Had an encounter with this deer over the weekend. He just wouldn't commit to the grunt/horns/snort wheeze any closer than 70 yds. Had the heart pumping though. 350 acre tract in fayette county. Been foodplotting and feeding year round for three years and it is finally starting to pay off. Best deer I have ever seen on the place. I have him at 138, what do you fellas think? Mainframe eight with a 1" crabclaw to make a nine on the left beam.


----------



## btreybig (Jul 3, 2008)

Id say you are pretty close.

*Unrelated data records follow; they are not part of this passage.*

PR #9080, opened 2020-10-04
BaseCameraPointersInput.ts to use checkInputs()

mrdunk:
I'm planning on using `BaseCameraPointersInput.ts` while playing with better `UniversalCamera` mouse inputs.
Unfortunately `BaseCameraPointersInput.ts` needs a bit of work.
I think what i have here is worth consideration even without any future `UniversalCamera` work. The tests indicate it's completely backwards compatible and i think it will improve the `ArkRotateCamera` and `FollowCamera` that use it.

When i originally wrote `BaseCameraPointersInput.ts` i missed the significance of the `checkInputs()` method.
Refactoring to add it now (without tearing too much of the original out) requires a few compromises.

The biggest problem i encountered was my paranoia about keeping events in sequence; If pointer events are being gathered separately from the render code where `checkInputs()` is called from we need to be very careful to apply events in the same order they were gathered.
eg: Let's pretend someone is drawing some huge geometry which is reducing performance to 0.1FPS. They are merrily clicking and dragging pointer events. 2 mouse clicks need to fire `onMouseDown()`, `onMouseUp()`, `onMouseDown()`, `onMouseUp()` in that exact order.
While it would be simpler to keep separate collections for all `onMouseDown` events and another for `onMouseUp`, this would be problematic when it comes to correctly ordering them later.

I've gone with a single `_allEvents` collection.
I don't really like how i've had to abuse type checking to get them all in the same collection.
Advice welcome here. (Very limited TS experience.)

I've also added some Observables.
I've still to write a few simple unit tests for those.


src/Cameras/Inputs/BaseCameraPointersInput.ts
```diff
@@ -89,36 +89,43 @@ export abstract class BaseCameraPointersInput implements ICameraInput<Camera> {
...
-                    this.pointB = {x: evt.clientX,
+                } else if (this._pointB === null) {
+                    this._pointB = {x: evt.clientX,
                               y: evt.clientY,
                               pointerId: evt.pointerId,
                               type: evt.pointerType };
                 }
 
-                this.onButtonDown(evt);
+                const event: _Event = [_EventType.ButtonDownEvent, <_ButtonDownEvent>evt];
```
deltakosh, line 118: we are creating a new array perf frame which seems not good for GC

src/Cameras/Inputs/BaseCameraPointersInput.ts
```diff
@@ -89,36 +89,43 @@ export abstract class BaseCameraPointersInput implements ICameraInput<Camera> {
                               evt.msMovementY ||
                               0;
 
-                this.onTouch(null, offsetX, offsetY);
-                this.pointA = null;
-                this.pointB = null;
+                // TODO: Do we want to coalesce these events so only one is
+                // added per render frame? Seek advice from reviewer on how
+                // engine.isPointerLock is used.
+                let event: _Event = [_EventType.TouchEvent, [null, offsetX, offsetY]];
```
deltakosh, line 95: we should not create new array per event. That will be bad for GC

deltakosh (commented):
I'm afraid we are too close to release to have this kind of change
Several question thougth:
- How will this impact subclasses? I do not see that change in your PR
- What about backward compatibility (what about people using pointA and pointB before?) The backward compat is one of our core philosophy and cannot be compromised.

I guess I need to see the impact of sub classes to understand the overall goal of that PR because so far I struggle to get a grasph on why we want it

mrdunk:
> I'm afraid we are too close to release to have this kind of change

I presume that's a transient state?
As in you aren't accepting this level of submission now but might in the future?

> * How will this impact subclasses? I do not see that change in your PR

This change is invisible to the subclasses.
No changes would be needed there. I guess i should have stressed this more in the first post.

> * What about backward compatibility (what about people using pointA and pointB before?) The backward compat is one of our core philosophy and cannot be compromised.

This change is invisible to the subclasses. Backwards compatibility was the primary goal.

`pointA` and `pointB` were always private, just not named according to your style guide. I merely cleaned up the naming of these.
Some minor changes were also needed to the tests in the way `pointA` and `pointB` were used but this was due to the asynchronous nature of the change; We could get away with abusing them in the old (synchronous) implementation but not with my refactored (asynchronous) version.

> so far I struggle to get a grasp on why we want it

So my interpretation of the `ICameraInput.checkInputs()` method is that it is intended to decouple input events from the render loop; Many input events can be coalesced into less input events which are applied during `checkInputs()`

When manual testing I certainly see several `PointerEventTypes.POINTERMOVE` events per frame when dragging the mouse around.

Funny thing: I went to all this effort to decouple everything and haven't actually coalesced the events yet.
I'll hold of on doing that pending your opinion.
That part won't be complicated.

You know Babylon much better than me.
You also know frontend stuff better than me. (i'm usually /much/ lower on the stack.)
So if this all looks pointless to you, then let's scrap this whole thing; Apologies for the noise, etc.
It was a fun afternoon for me.

Thinking about this again now i've implemented it,
i'm not entirely convinced it's worth the extra complexity; The full implications of serializing the events hadn't really occurred to me until i tied it.

deltakosh:
> As in you aren't accepting this level of submission now but might in the future?

yes totally but this could still make it (release is on nov the 12th) if I can understand the change

> pointA and pointB were always private, just not named according to your style guide. I merely cleaned up the naming of these.

Gotcha! good catch!

> i'm not entirely convinced it's worth the extra complexity

Yeah this is where I am but I would love to get another though from @RaananW

src/Cameras/Inputs/BaseCameraPointersInput.ts
```diff
@@ -344,9 +459,51 @@ export abstract class BaseCameraPointersInput implements ICameraInput<Camera> {
...
-    private pointB: Nullable<PointerTouch>;
+    private _pointA: Nullable<PointerTouch>;
+    private _pointB: Nullable<PointerTouch>;
+}
+
+/**
+ * The following types are for various event types in the queue that feeds
+ * BaseCameraPointersInput.checkInputs().
+ */
+type _TouchEvent = [Nullable<PointerTouch>, number, number];
```
RaananW, line 487: I am not sure about the structure of those events. Using an array instead of an objects makes it feel very unstructured.
setting this to be a typescript interface will make it much cleaner:

```javascript
export interface ICameraInputTouchEvent {
  pointerTouch?: PointerTouch;
  name1: number;
  name2: number;
}
```

I know this means restructuring the way the events are stored and the way they work, but it can be unreadable for future devs maintaining this.

Same thing goes to the rest of the events defined (notice that you are not actually using them when creating them, only casting them afterwards)

RaananW (commented):
Hey, thanks for the PR!

I totally get the reason behind this - the event order might be important in certain cases. Whether it is your paranoia or someone else's, someone might need to deal with it :-)

I don't think it's too complex, but i think the implementation could be a bit more structured/readable. Setting the events inside arrays that keep on being recreated on each frame (casted to an abstract (not literally :-) ) `_Event` type seems to me very hard to read and understand. I think renaming the types (or interfaces IMO) differently will also be a bit clearer.

It's very well contained, but maybe restructuring this will do better - since we are talking about 5 different events, creating empty events, update them if and when they are triggered, and then add them to the allEvents array, which is being iterated in the checkInput. This way, you reuse objects and never create a new one. 

Bottom line is - I don't see why we can't have this integrated - it makes sense and shouldn't hurt performance if we follow the basic guidelines of back-compat and object-reusability.  We can discuss this internally as well

src/Cameras/Inputs/BaseCameraPointersInput.ts
mrdunk: Ack. makes sense.
Typescript is new to me so still trying to get a feeling for what patterns work.

And readability trumps everything IMO.

mrdunk:
> since we are talking about 5 different events, creating empty events, update them if and when they are triggered, and then add them to the allEvents array, which is being iterated in the checkInput. This way, you reuse objects and never create a new one.

Ah but that's the problem: A single event to be re-used per type isn't enough.
There can be multiple events of the same type per frame.
We don't know in advance how many, although we can make some sensible estimates and create more if they are ever needed.
Only create, never return is probably safe here although timers could be added to return excess if it was deemed necessary.

So yes, that can be done but it will need some sort of basic event factory.
Before i write something like that, is there an existing library i should be using?

As might be apparent by now i've no experience with garbage collected languages. This is interesting.

mrdunk:
Also,
in TS, is there a way to determine an object's type at run time? I searched online but didn't find a pattern  that fits.
When i iterate the `_allEvents` collection, it would be nice if i didn't need that ugly enum labeling what type of event it is.

RaananW:
> is there a way to determine an object's type at run time?

I'll start with this - there is typescript in runtime :-)  TypeScript transpiles to javascript, so at run time, it's pure javascript. The enum type switch (using numbers, eventually), is the way to go here (without overcomplicating things or using `instanceof`, which is a very expensive operation) 



> A single event to be re-used per type isn't enough

Gotcha! Yeah, makes sense. I am thinking with you now, so there might be a better suggestion, but - how about a growing array per type - events are added there to be reused. So:

1) an empty array for each event type
2) when an event is triggered find if there is an event that can be reused according to a specified index
3) reuse the event and push it to allEvents, OR push a new event to the right index and use it
4) shift events out of the allEvents array, but never from the event-based array, which is just used for reusable event objects.

Having said that - this feels very complicated for no reason. I assume that most of the times, a single event per frame will be triggered. This is an un-researched assumption, so i might be completely wrong. So maybe we could have those 5 reusable events only, but create new ones when they do happen more than once per frame.

> is there an existing library i should be using?

We try not to rely on external libraries (apart from big ones like physics engines), so we write everything we need. And we try to make it as simple as possible, to keep it maintainable and readable.

mrdunk:
> I'll start with this - there is no typescript in runtime :-)

Yup. that makes sense looking at this from compiling back to vanilla JS perspective.

> how about a growing array per type - events are added there to be reused. 

Yes. this is where i was going too.
If we pass the type-array and index into _allEvents we could use the type-array to determine the event type.

> Having said that - this feels very complicated for no reason.

Yes. I am considering whether we should scrap this whole thing.
The original code called the `onSOMETHING(...)` callbacks from within `this._pointerInput(...)`.
While this isn't perfect, (you can't coalesce multiple events into less events), i suspect it's not /that/ bad either; It depends on the complexity of the  `onSOMETHING(...)` callbacks i guess.
The existing clients (followCameraPointerInput` and `arkRotateCameraPointerInput`) don't do anything particularly time consuming in the callbacks.
Certainly the old code was simpler, therefore easier to maintain, therefore will become more efficient at some point in the future, even if it is slower right now.

I'm not qualified to make the call; I'm a back end guy. Don't know how the browser event loops interact with each other.
At a lower level i'd write tests to prove which approach was more efficient but i've no idea how you'd even start testing this sort of thing this close to the UI...

> I assume that most of the times, a single event per frame will be triggered.

So in my limited manual tests,
with a lightly loaded render stage,
i was seeing ~3-4 touch events if i rapidly zipped the mouse about.
Presumably heavily loaded systems could get worse. Do you have ways of testing this? My hunch is you could justify dropping events that exceed this by an order of magnitude; If the system is that heavily loaded, the user has bigger problems.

At first glance I said 140.


----------



## RATLTRAP (Sep 16, 2009)

Kabooooom!!!


----------



## gordaflatsstalker (Jul 3, 2008)

I'd say he's between 133 and 138. But yes, he's a shooter.


----------



## Rack Ranch (May 25, 2004)

If you hang in there and get him with stick and string I think he would go pope & young... BTW it may be a little early for the snort wheeze...Walker


----------



## Jasmillertime (Mar 23, 2010)

Definately a shooter.


----------



## Texas B (Jan 9, 2010)

Rack Ranch said:


> If you hang in there and get him with stick and string I think he would go pope & young... BTW it may be a little early for the snort wheeze...Walker


Yeah, I know I am early, but only by a couple weeks. I figured it couldn't hurt after watching him for 3 minutes or so and nothing more than a look to the grunt or horns. I have a gamecam pic of two bucks going at it too, so I know they are getting frisky.


----------